Cellular Component: extracellular region; extracellular space

Molecular Function: apolipoprotein A-I binding; phosphatidylcholine-sterol O-acyltransferase activity; protein binding

Biological Process: cholesterol homeostasis; cholesterol metabolic process; cholesterol transport; lipoprotein metabolic process; phosphatidylcholine biosynthetic process; phosphatidylcholine metabolic process; phospholipid metabolic process; reverse cholesterol transport

Disease: Fish-eye Disease; Lecithin:cholesterol Acyltransferase Deficiency

Product Notes

The LCAT lcat (Catalog #AAA9228447) is a Blocking Peptide and is intended for research purposes only.
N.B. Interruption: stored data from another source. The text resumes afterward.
Issue #3240, opened 2022-11-04
[CL][Misc]: consider removing "pool_count" index and `NumPools` query from `gamm` 


p0mvn:
## Background

It is questionable whether `NumPools` query in `x/gamm` has any use to clients.
Currently, we store an additional index to keep track of this count.

## Suggested Design

We should consider removing this query from `x/gamm` and the `pool_count` store index.

## Acceptance Criteria
- Decision is made
- If decided to remove, all of the store index, relevant methods, queries and CLI are deleted

p0mvn:
If no argument for keeping the "NumPools" query in `x/gamm` is made in the next few days, I propose we remove it.

hieuvubk:
Hi if we got final decision about this issue, I'm willing to work with it

PR #3492, opened 2022-11-22
refactor(CL): remove NumPools query from gamm

p0mvn:
Closes: #3240

Since we are planning to merge gamm refactor to `main` soon, it might be best to apply this change prior to that so that the extra complexity stemming from `NumPools` query is not present in `main`.

Context: https://github.com/osmosis-labs/osmosis/issues/3240


czarcas7ic:
It appears the 'osmosisd tx swaprouter create-pool' command is failing in e2e

x/gamm/keeper/genesis_test.go
```diff
@@ -111,7 +109,6 @@ func TestGammExportGenesis(t *testing.T) {
 
 	genesis := app.GAMMKeeper.ExportGenesis(ctx)
 	require.Len(t, genesis.Pools, 2)
-	require.Equal(t, genesis.PoolCount, uint64(2))
```
czarcas7ic, line 114: shouldn't we be checking NextPoolID here?

x/gamm/simulation/sim_msgs.go
```diff
@@ -297,6 +300,10 @@ func getRandPool(k keeper.Keeper, sim *simtypes.SimCtx, ctx sdk.Context) (uint64
 	poolCoins = simtypes.RemoveIndex(poolCoins, index)
 	coinOut := poolCoins[0]
 	poolDenoms := osmoutils.CoinsDenoms(pool.GetTotalPoolLiquidity(ctx))
-	gammDenom := types.GetPoolShareDenom(pool_id)
-	return pool_id, pool, coinIn, coinOut, poolDenoms, gammDenom, err
+
+	// pool ids start from 1.
+	poolId := poolIndex + 1
```
czarcas7ic, line 305: if we are max bound by the upcoming pool ID, its possible the poolIndex is the current largest poolID, so if we add one to here wouldn't it be a non existent pool?

app/upgrades/v13/upgrades.go
```diff
@@ -98,7 +98,6 @@ func migrateNextPoolId(ctx sdk.Context, gammKeeper *gammkeeper.Keeper, swaproute
 	// N.B: pool id in gamm is to be deprecated in the future
 	// Instead,it is moved to swaprouter.
 	nextPoolId := gammKeeper.GetNextPoolId(ctx)
-	gammKeeper.SetPoolCount(ctx, nextPoolId-1)
 	swaprouterKeeper.SetNextPoolId(ctx, nextPoolId)
```
czarcas7ic, line 101: Without going through the very fun e2e debugging process yet, my first reaction to the e2e error is the nextPoolID is not getting properly set

czarcas7ic (commented):
Leaving comments for now while we look into e2e failure

app/upgrades/v13/upgrades.go
p0mvn: @czarcas7ic hoping this: [0cf44a3](https://github.com/osmosis-labs/osmosis/pull/3492/commits/0cf44a3cef30d26bdc72da8bc1e3d5467c29ce20) fixed e2e. It was calling the removed query

x/gamm/keeper/genesis_test.go
p0mvn: Next pool id is tracked in the swap router now. All increment logic was removed from gamm. The reason we still keep the index is for migrations

x/gamm/simulation/sim_msgs.go
p0mvn: I think this is right

Assume we have 3 pools with ids: 1, 2, 3.

So, the max `poolIndex` we can generate is 2.

Then, max `poolId` is 3 which is the correct one

p0mvn:
If e2e passes, this is g2g since all other comments are addressed

p0mvn:
@czarcas7ic this is ready

x/gamm/simulation/sim_msgs.go
czarcas7ic: yeah I think you are correct, the verbiage in the comment "max bound by next poolID" was confusing which is why I had the initial impression

czarcas7ic (approved):

PR #3497, opened 2022-11-23
CL: add swap logic

czarcas7ic:
Closes: #XXX

Adds SwapExactAmountIn/Out are respective logic for bank sends to the concentrated liquidity module

This likely will need one or two more iterations, but wanted to get some reviews on this so we can merge to main and get rid of the concentrated-liquidity-main branch.


x/gamm/types/pool.go
```diff
@@ -141,6 +137,16 @@ type WeightedPoolExtension interface {
...
+type BalancerPool interface {
+	PoolI
+	TraditionalAmmInterface
+}
+
+type StableSwapExtension interface {
+	PoolI
+	TraditionalAmmInterface
+}
+
```
czarcas7ic, line 149: Note to reviewer, need to decide what we are adding to these extensions. Was not clear to me what is not shared since I did not work on stable swap

x/concentrated-liquidity/types/pool.go
```diff
@@ -3,10 +3,12 @@ package types
 import (
 	sdk "github.com/cosmos/cosmos-sdk/types"
 	proto "github.com/gogo/protobuf/proto"
+
+	gammtypes "github.com/osmosis-labs/osmosis/v13/x/gamm/types"
 )
 
 type ConcentratedPoolExtension interface {
-	// gammtypes.PoolI
+	gammtypes.PoolI
```
p0mvn, line 11: We should remove the `PoolI` methods redefined below

x/swaprouter/router.go
```diff
@@ -130,7 +132,12 @@ func (k Keeper) MultihopEstimateOutGivenExactAmountIn(
 			swapFee = routeSwapFee.Mul((swapFee.Quo(sumOfSwapFees)))
 		}
 
-		tokenOut, err := pool.CalcOutAmtGivenIn(ctx, sdk.Coins{tokenIn}, route.TokenOutDenom, swapFee)
+		poolTrad, ok := pool.(gammtypes.TraditionalAmmInterface)
```
p0mvn, line 135: Is it possible to make this more general to work with CL pool as well?

We should aim to have everything in `swaprouter` to be generalized for any kind of pool

x/gamm/types/pool.go
p0mvn: Most logic is shared and we shouldn't need these.

Balancer pool supports more methods but those are defined on other / additional interface extensions such as `PoolAmountOutExtension`

x/gamm/keeper/swap.go
```diff
@@ -31,6 +31,11 @@ func (k Keeper) SwapExactAmountIn(
 	}
 	tokensIn := sdk.Coins{tokenIn}
 
+	pool, ok := poolI.(types.TraditionalAmmInterface)
+	if !ok {
+		return sdk.Int{}, errors.New("type cast failed")
```
p0mvn, line 36: consider formatting actual and expected types and also covering this with a test

x/gamm/keeper/pool.go
```diff
@@ -120,14 +125,20 @@ func (k Keeper) GetPoolsAndPoke(ctx sdk.Context) (res []types.TraditionalAmmInte
...
 		}
 
-		if pokePool, ok := pool.(types.WeightedPoolExtension); ok {
+		if pokePool, ok := poolI.(types.WeightedPoolExtension); ok {
 			pokePool.PokePool(ctx.BlockTime())
 		}
+
+		pool, ok := poolI.(types.TraditionalAmmInterface)
+		if !ok {
+			return nil, fmt.Errorf("type cast failed")
```
p0mvn, line 139: ditto for error. Maybe we could define this error in x/gamm/types/errors.go and reuse where applicable?

x/concentrated-liquidity/types/expected_keepers.go
```diff
@@ -0,0 +1,23 @@
...
+// creating a x/concentrated-liquidity keeper.
+type BankKeeper interface {
+	SendCoinsFromModuleToAccount(ctx sdk.Context, senderModule string, recipientAddr sdk.AccAddress, amt sdk.Coins) error
+
+	SendCoinsFromAccountToModule(ctx sdk.Context, senderAddr sdk.AccAddress, recipientModule string, amt sdk.Coins) error
+
+	SendCoins(ctx sdk.Context, fromAddr sdk.AccAddress, toAddr sdk.AccAddress, amt sdk.Coins) error
+
+	MintCoins(ctx sdk.Context, moduleName string, amt sdk.Coins) error
+	BurnCoins(ctx sdk.Context, name string, amt sdk.Coins) error
```
p0mvn, line 18: Do we need these?

x/gamm/keeper/swap.go
czarcas7ic: Im not quite sure how to go about formatting the error to show an "expected" vs "actual" type without just hard coding it.

x/gamm/keeper/pool.go
czarcas7ic: Same question as above

x/concentrated-liquidity/types/expected_keepers.go
czarcas7ic: Removed

x/swaprouter/router.go
czarcas7ic: Can we talk about this further? Do you for see just checking if the msg is CL and use the CL keeper method, otherwise use the TraditionalAmmInterface CalcOut?

x/gamm/keeper/swap.go
p0mvn: I'd do something like

```
 fmt.Errorf("failed cast to TraditionalAmmInterface, actual type: %T, poolI)
```

p0mvn: but not a blocker, feel free to skip if you want

x/swaprouter/router.go
p0mvn: I would instead propagate this logic to the keeper (`swapModule`). Similar to how we route swaps. The keeper methods can deal with that instead

x/gamm/keeper/swap.go
czarcas7ic: ah, duh, thanks 😅

x/concentrated-liquidity/lp.go
```diff
@@ -91,6 +106,26 @@ func (k Keeper) withdrawPosition(ctx sdk.Context, poolId uint64, owner sdk.AccAd
...
+	// send withdraw amount from pool to position owner
+	if actualAmount0.IsPositive() && actualAmount1.IsPositive() {
+		err = k.bankKeeper.SendCoins(ctx, pool.GetAddress(), owner, sdk.NewCoins(sdk.NewCoin(denom0, actualAmount0), sdk.NewCoin(denom1, actualAmount1)))
+	} else if actualAmount0.IsPositive() && actualAmount1.IsZero() {
+		err = k.bankKeeper.SendCoins(ctx, pool.GetAddress(), owner, sdk.NewCoins(sdk.NewCoin(denom0, actualAmount0)))
+	} else if actualAmount0.IsZero() && actualAmount1.IsPositive() {
+		err = k.bankKeeper.SendCoins(ctx, pool.GetAddress(), owner, sdk.NewCoins(sdk.NewCoin(denom1, actualAmount0)))
+	}
+	if err != nil {
+		return sdk.Int{}, sdk.Int{}, err
```
czarcas7ic, line 126: Note to reviewer: does a normal send coins work here or do we need to eventually change this to a module account send

x/concentrated-liquidity/lp.go
```diff
@@ -56,6 +56,21 @@ func (k Keeper) createPosition(ctx sdk.Context, poolId uint64, owner sdk.AccAddr
 		return sdk.Int{}, sdk.Int{}, sdk.Dec{}, types.InsufficientLiquidityCreatedError{Actual: actualAmount1, Minimum: amount1Min}
 	}
 
+	denom0 := pool.GetToken0()
+	denom1 := pool.GetToken1()
+
+	// send deposit amount from position owner to pool
+	if actualAmount0.IsPositive() && actualAmount1.IsPositive() {
```
p0mvn, line 63: Is this a requirement to be implemented for testing swaps? If not, can we submit this in another PR to keep this one focused on swaps only and to avoid blocking it on this?

Some notes:
- I'm not sure why we have so many if /else. Should be possible to:

```
if amount 0 is not positive => error
if amount 1 is not positive => error

bank send denom0 with amount 0
bank send denom 1 with amount 1
```
- this logic should be tested, might also make sense to encapsulate it in a helper

x/concentrated-liquidity/lp.go
p0mvn: `SendCoinsFromModuleToAccount`

x/concentrated-liquidity/internal/emit.go
```diff
@@ -0,0 +1,71 @@
...
+import (
+	"strconv"
+
+	sdk "github.com/cosmos/cosmos-sdk/types"
+
+	"github.com/osmosis-labs/osmosis/v13/x/gamm/types"
+)
+
+// TODO: change as needed for CL rather than gamm
+func EmitSwapEvent(ctx sdk.Context, sender sdk.AccAddress, poolId uint64, input sdk.Coin, output sdk.Coin) {
```
p0mvn, line 12: Can we instead move the swap event logic to swap router, make it public and import it to gamm and here?

x/concentrated-liquidity/internal/emit.go
```diff
@@ -0,0 +1,71 @@
...
+
+func newRemoveLiquidityEvent(sender sdk.AccAddress, poolId uint64, liquidity sdk.Coins) sdk.Event {
+	return sdk.NewEvent(
+		types.TypeEvtPoolExited,
+		sdk.NewAttribute(sdk.AttributeKeyModule, types.AttributeValueCategory),
+		sdk.NewAttribute(sdk.AttributeKeySender, sender.String()),
+		sdk.NewAttribute(types.AttributeKeyPoolId, strconv.FormatUint(poolId, 10)),
+		sdk.NewAttribute(types.AttributeKeyTokensOut, liquidity.String()),
+	)
+}
```
p0mvn, line 71: I don't think we need these yet. Only swaps should be needed for now to make the tests pass. We should define concentrated-liqudity specific events separately

x/gamm/pool-models/balancer/pool_suite_test.go
```diff
@@ -857,7 +857,10 @@ func (suite *KeeperTestSuite) TestJoinPool() {
 		tc := tc
 
 		suite.T().Run(tc.name, func(t *testing.T) {
-			pool := createTestPool(t, tc.swapFee, sdk.ZeroDec(), tc.poolAssets...)
+			poolI := createTestPool(t, tc.swapFee, sdk.ZeroDec(), tc.poolAssets...)
```
p0mvn, line 860: let's instead make the `createTestPool` return balancer right away instead of type casting everywhere

x/concentrated-liquidity/types/expected_keepers.go
```diff
@@ -0,0 +1,20 @@
...
+)
+
+// BankKeeper defines the banking contract that must be fulfilled when
+// creating a x/concentrated-liquidity keeper.
+type BankKeeper interface {
+	SendCoinsFromModuleToAccount(ctx sdk.Context, senderModule string, recipientAddr sdk.AccAddress, amt sdk.Coins) error
+
+	SendCoinsFromAccountToModule(ctx sdk.Context, senderAddr sdk.AccAddress, recipientModule string, amt sdk.Coins) error
+
+	SendCoins(ctx sdk.Context, fromAddr sdk.AccAddress, toAddr sdk.AccAddress, amt sdk.Coins) error
```
p0mvn, line 15: Do we need all 3?

x/concentrated-liquidity/lp.go
czarcas7ic: I actually dont think we use FromModuleToAccount here. I believe in gamm we use SendCoins. Plus SendCoinsFromModuleToAccount only takes a module name, which we wouldn't be able to do for each pool

x/concentrated-liquidity/internal/model/pool.go
```diff
@@ -182,3 +182,25 @@ func (p *Pool) ApplySwap(newLiquidity sdk.Dec, newCurrentTick sdk.Int, newCurren
...
+
+// TODO: Figure out what we are going to do with these stubs since we call these in the keeper but are needed to use PoolI
+func (p Pool) CalcInAmtGivenOut(
+	ctx sdk.Context, tokensOut sdk.Coins, tokenInDenom string, swapFee sdk.Dec) (tokenIn sdk.Coin, err error) {
+	return sdk.Coin{}, nil
+}
+
+func (p Pool) CalcOutAmtGivenIn(ctx sdk.Context, tokensIn sdk.Coins, tokenOutDenom string, swapFee sdk.Dec) (sdk.Coin, error) {
+	return sdk.Coin{}, nil
+}
```
p0mvn, line 194: Why? We shouldn't need these as they should be defined on the `TraditionalAmmInterface`

x/concentrated-liquidity/internal/model/pool.go
```diff
@@ -182,3 +182,25 @@ func (p *Pool) ApplySwap(newLiquidity sdk.Dec, newCurrentTick sdk.Int, newCurren
...
+	return sdk.Coins{}
+}
+
+func (p *Pool) SwapInAmtGivenOut(ctx sdk.Context, tokensOut sdk.Coins, tokenInDenom string, swapFee sdk.Dec) (tokenIn sdk.Coin, err error) {
+	return sdk.Coin{}, nil
+}
+
+func (p *Pool) SwapOutAmtGivenIn(ctx sdk.Context, tokensIn sdk.Coins, tokenOutDenom string, swapFee sdk.Dec) (tokenOut sdk.Coin, err error) {
+	return sdk.Coin{}, nil
+}
```
p0mvn, line 206: These too

x/concentrated-liquidity/swaps.go
```diff
@@ -47,13 +52,53 @@ func (k Keeper) CreateNewConcentratedLiquidityPool(ctx sdk.Context, poolId uint6
...
 	tokenOutMinAmount sdk.Int,
 	swapFee sdk.Dec,
-) (sdk.Int, error) {
-	return sdk.Int{}, nil
+) (tokenOutAmount sdk.Int, err error) {
+	if tokenIn.Denom == tokenOutDenom {
+		return sdk.Int{}, errors.New("cannot trade same denomination in and out")
+	}
+
+	// get concentratedPool extension from poolI
```
p0mvn, line 65: Let's do a type cast instead of accessing the store

x/concentrated-liquidity/swaps.go
```diff
@@ -47,13 +52,53 @@ func (k Keeper) CreateNewConcentratedLiquidityPool(ctx sdk.Context, poolId uint6
...
+	asset0 := pool.GetToken0()
+	zeroForOne := tokenIn.Denom == asset0
+	var tokenOutCoin sdk.Coin
+
+	// change priceLimit based on which direction we are swapping
+	if zeroForOne {
+		tokenOutCoin, err = k.SwapOutAmtGivenIn(ctx, tokenIn, tokenOutDenom, swapFee, sdk.NewDec(1), pool.GetId())
+	} else {
+		tokenOutCoin, err = k.SwapOutAmtGivenIn(ctx, tokenIn, tokenOutDenom, swapFee, sdk.NewDec(999999999999), pool.GetId())
+	}
```
p0mvn, line 81: Let's define `sdk.NewDec(999999999999)` as `upperPriceLimit` and `sdk.OneDec()` as `lowerPriceLimit` 

```suggestion
        var priceLimit sdk.Dec
	// change priceLimit based on which direction we are swapping
	if zeroForOne {
		priceLimit = lowerPriceLimit
	} else {
		priceLimit = upperPriceLimit
	}
	tokenOutCoin, err = k.SwapOutAmtGivenIn(ctx, tokenIn, tokenOutDenom, swapFee, priceLimit, pool.GetId())
```

x/concentrated-liquidity/swaps.go
```diff
@@ -47,13 +52,53 @@ func (k Keeper) CreateNewConcentratedLiquidityPool(ctx sdk.Context, poolId uint6
...
+	if err != nil {
+		return sdk.Int{}, err
+	}
+
+	// check that the tokenOut calculated is both valid and less than specified limit
+	tokenOutAmount = tokenOutCoin.Amount
+	if !tokenOutAmount.IsPositive() {
+		return sdk.Int{}, sdkerrors.Wrapf(gammtypes.ErrInvalidMathApprox, "token amount must be positive")
```
p0mvn, line 89: Let's avoid using sdkerrors please

x/concentrated-liquidity/swaps.go
```diff
@@ -84,10 +129,31 @@ func (k Keeper) SwapOutAmtGivenIn(ctx sdk.Context, tokenIn sdk.Coin, tokenOutDen
...
+	swapFee sdk.Dec,
+) (tokenIn sdk.Coin, err error) {
+	return sdk.Coin{}, nil
+}
+
+// CalcOutAmtGivenInOld calculates tokens to be swapped out given the provided amount and fee deducted. It also returns
 // what the updated tick, liquidity, and currentSqrtPrice for the pool would be after this swap.
 // Note this method is non-mutative, so the values returned by CalcOutAmtGivenIn do not get stored
-func (k Keeper) CalcOutAmtGivenIn(ctx sdk.Context,
+func (k Keeper) CalcOutAmtGivenInOld(ctx sdk.Context,
```
p0mvn, line 156: Let's call this `calcOutAmtGivenIn`.

x/concentrated-liquidity/swaps.go
```diff
@@ -242,7 +308,7 @@ func (k *Keeper) SwapInAmtGivenOut(ctx sdk.Context, tokenOut sdk.Coin, tokenInDe
 	return tokenInCoin, nil
 }
 
-func (k Keeper) CalcInAmtGivenOut(ctx sdk.Context, tokenOut sdk.Coin, tokenInDenom string, swapFee sdk.Dec, minPrice, maxPrice sdk.Dec, poolId uint64) (sdk.Coin, sdk.Dec, sdk.Int, sdk.Dec, error) {
+func (k Keeper) CalcInAmtGivenOutOld(ctx sdk.Context, tokenOut sdk.Coin, tokenInDenom string, swapFee sdk.Dec, minPrice, maxPrice sdk.Dec, poolId uint64) (sdk.Coin, sdk.Dec, sdk.Int, sdk.Dec, error) {
```
p0mvn, line 311: ditto for lowercase

x/gamm/keeper/swap.go
```diff
@@ -123,6 +123,36 @@ func (k Keeper) SwapExactAmountOut(
 	return tokenInAmount, nil
 }
 
+func (k Keeper) CalcOutAmtGivenIn(
```
p0mvn, line 126: Let's add basic success and failure test cases. To cover given pool not implementing `TraditionalAmmInterface`

x/swaprouter/router.go
```diff
@@ -377,13 +379,18 @@ func (k Keeper) createOsmoMultihopExpectedSwapOuts(
...
 		if err != nil {
 			return nil, err
 		}
 
-		swapFee := pool.GetSwapFee(ctx)
-		tokenIn, err := pool.CalcInAmtGivenOut(ctx, sdk.NewCoins(tokenOut), route.TokenInDenom, cumulativeRouteSwapFee.Mul((swapFee.Quo(sumOfSwapFees))))
+		poolTrad, ok := poolI.(gammtypes.TraditionalAmmInterface)
+		if !ok {
+			return nil, fmt.Errorf("failed cast to TraditionalAmmInterface, actual type: %T", poolI)
+		}
```
p0mvn, line 390: Should this cast be removed?

x/concentrated-liquidity/internal/model/pool.go
czarcas7ic: They are defined in PoolI within swaprouter here, not TraditionalAmmInterface

https://github.com/osmosis-labs/osmosis/blob/dba9df0db5a8330de4204e52ec0369cea31c570c/x/swaprouter/types/pool.go#L30-L42

p0mvn: Ahh I see, these should be defined on the `TraditionalAmmInterface`. I'll try to see if moving these is a quick change. If so, maybe we can merge that change first to avoid creating the stubs here unnecessarily

czarcas7ic: Didn't we have these defined on TAMM previously and then decided to move them up to PoolI?

p0mvn: No, based on the component diagram, the goal has been to have it on `TraditionalAmmInterface`. The only reason why we would keep these methods on `PoolI` until now it is to be able to port `EstimateSwap` to swaprouter. However, since we now call keeper's "Calc" method instead of the pool's, we can move these to the right place.

I've looked into this problem, and moving the methods to `TraditionalAmmInterface` depends on this PR. Specificcally, on the change I mentioned above (where swaprouter uses keeper's calc as opposed to pool's).

So I think we can merge this first and refactor separately.

x/concentrated-liquidity/swaps_test.go
```diff
@@ -0,0 +1,162 @@
...
+
+	tests := []struct {
+		name      string
+		param     param
+		expectErr bool
+	}{
+		{
+			name: "Proper swap foo > bar",
+			param: param{
+				tokenIn:           sdk.NewCoin("foo", sdk.NewInt(42000000)),
```
p0mvn, line 44: Is there a Wolfram link you are using to QA this? How can I be sure that the values are correct here?

x/concentrated-liquidity/swaps_test.go
```diff
@@ -0,0 +1,162 @@
...
+				tokenIn:           sdk.NewCoin("bar", sdk.NewInt(13370)),
+				tokenOutDenom:     "foo",
+				tokenOutMinAmount: sdk.NewInt(1),
+				expectedTokenOut:  sdk.NewInt(66808387),
+			},
+		},
+		{
+			name: "out is lesser than min amount",
+			param: param{
+				tokenIn:           sdk.NewCoin("foo", sdk.NewInt(42000000)),
```
p0mvn, line 62: nit: seems that a  lot of the same values are reused throughout the test - `42000000`, `8397` etc. Consider initializing constants with these values and reusing them where applicable

x/concentrated-liquidity/swaps_test.go
```diff
@@ -0,0 +1,162 @@
...
+			s.Require().NoError(err)
+
+			// Check the test case to see if we are swapping asset0 for asset1 or vice versa
+			asset0 := pool.GetToken0()
+			zeroForOne := test.param.tokenIn.Denom == asset0
+
+			// Fund the test account with foo and bar, then create a default position to the pool created earlier
+			s.FundAcc(s.TestAccs[0], sdk.NewCoins(sdk.NewCoin("bar", sdk.NewInt(10000000000000)), sdk.NewCoin("foo", sdk.NewInt(1000000000000))))
+			_, _, _, err = s.App.ConcentratedLiquidityKeeper.CreatePosition(s.Ctx, 1, s.TestAccs[0], defaultAmt0, defaultAmt1, sdk.ZeroInt(), sdk.ZeroInt(), lowerTick.Int64(), upperTick.Int64())
+			s.Require().NoError(err)
```
p0mvn, line 113: If this is a default positon and assuming that this is going to be reused frequently, should we make a test helper for this?

x/concentrated-liquidity/swaps_test.go
```diff
@@ -0,0 +1,162 @@
...
+
+			if test.expectErr {
+				pool, err = s.App.ConcentratedLiquidityKeeper.GetPoolById(s.Ctx, pool.GetId())
```
p0mvn, line 116: Why do we get pool here again? Seems that we have one initialized above and the "else" case does not re-get it

x/concentrated-liquidity/swaps_test.go
```diff
@@ -0,0 +1,162 @@
...
+				prevGasConsumed := s.Ctx.GasMeter().GasConsumed()
+
+				// Execute the swap directed in the test case
+				tokenOutAmount, err := s.App.ConcentratedLiquidityKeeper.SwapExactAmountIn(s.Ctx, s.TestAccs[0], pool.(swaproutertypes.PoolI), test.param.tokenIn, test.param.tokenOutDenom, test.param.tokenOutMinAmount, swapFee)
+				s.Require().NoError(err)
+				s.Require().Equal(test.param.expectedTokenOut.String(), tokenOutAmount.String())
+
+				gasConsumedForSwap := s.Ctx.GasMeter().GasConsumed() - prevGasConsumed
+				// TODO: make a CLGasFeeForSwap
+				// Check that we consume enough gas that a CL pool swap warrants
```
p0mvn, line 130: nit: seems like a quick change. Do you mind adding it right away instead of having to track this?

x/concentrated-liquidity/swaps_test.go
```diff
@@ -0,0 +1,162 @@
...
+
+				spotPriceAfter := pool.GetCurrentSqrtPrice().Power(2)
+
+				// Ratio of the token out should be between the before spot price and after spot price.
+				var tradeAvgPrice sdk.Dec
+				if zeroForOne {
+					tradeAvgPrice = tokenOutAmount.ToDec().Quo(test.param.tokenIn.Amount.ToDec())
+				} else {
+					tradeAvgPrice = test.param.tokenIn.Amount.ToDec().Quo(tokenOutAmount.ToDec())
+				}
```
p0mvn, line 149:
```suggestion
				tradeAvgPrice := tradeAvgPrice = tokenOutAmount.ToDec().Quo(test.param.tokenIn.Amount.ToDec())
				if !zeroForOne {
					tradeAvgPrice = sdk.OneDec().Quo(tradeAvgPrice)
				}
```

p0mvn (approved):
LGTM once remaining comments are addressed.

x/concentrated-liquidity/swaps_test.go
czarcas7ic: "trust me bro"

jk, I am using the same base test cases from pool_test, I can copy over the wolfram links from there though

x/concentrated-liquidity/swaps_test.go
czarcas7ic: I kind of feel displaying the number itself, despite being repeated, is the best way. If it was instead something like "baseCaseEthIn" and "baseCaseUSDCOut", we would just need to look at what that is anyway to confirm the math is right, right? Please lmk if I am misunderstanding, I very well could be

p0mvn: Fair, that makes sense! Let's keep it

x/concentrated-liquidity/swaps_test.go
p0mvn: Yeah I think duplicating a link would be helpful. While I assumed that there is probably another test case using the same values, it is just much more easier having it available in this test directly

x/gamm/keeper/swap.go
czarcas7ic: This is the last point I have not addressed, are you saying instead of returning a blank coin and error, you want me to check if we can type cast the provided poolI to TAMM, and then make a test in swaps_test to test for this?

p0mvn: I just want to make sure that we have test coverage for the following:
- balancer pool given -> swap is done (minimal assertions to ensure correctness)
- stableswap pool given -> swap is done (minimal assertions to ensure correctness)
- cl pool given -> swap not done and error returned

czarcas7ic: But this comment is point to Calc, not swap. Was this meant to be for Swap?

p0mvn: On a related note, in another PR, I would like to suggest making a helper:

```go
func convertToCFMMPooll() (types.TraditionalAmmInterface, error) {
    	cfmmPool, ok := poolI.(types.TraditionalAmmInterface)
	if !ok {
		return nil, fmt.Errorf("given pool does not implement TraditionalAmmInterface, implements %T", poolI)
	}
       return cfmmPool, nil
}
```

and a similar helper for the concentrated pool conversion

p0mvn: @czarcas7ic sorry just saw your reply. I meant calc, not swap. Edited my previous comment

p0mvn (approved):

The product is available for immediate purchase. It is sometimes possible for the material contained within the vial of "LCAT, Blocking Peptide" to become dispersed throughout the inside of the vial, particularly around the seal of said vial, during shipment and storage. We always suggest centrifuging these vials to consolidate all of the liquid away from the lid and to the bottom of the vial prior to opening. Please be advised that certain products may require dry ice for shipping and that, if this is the case, an additional dry ice fee may also be required.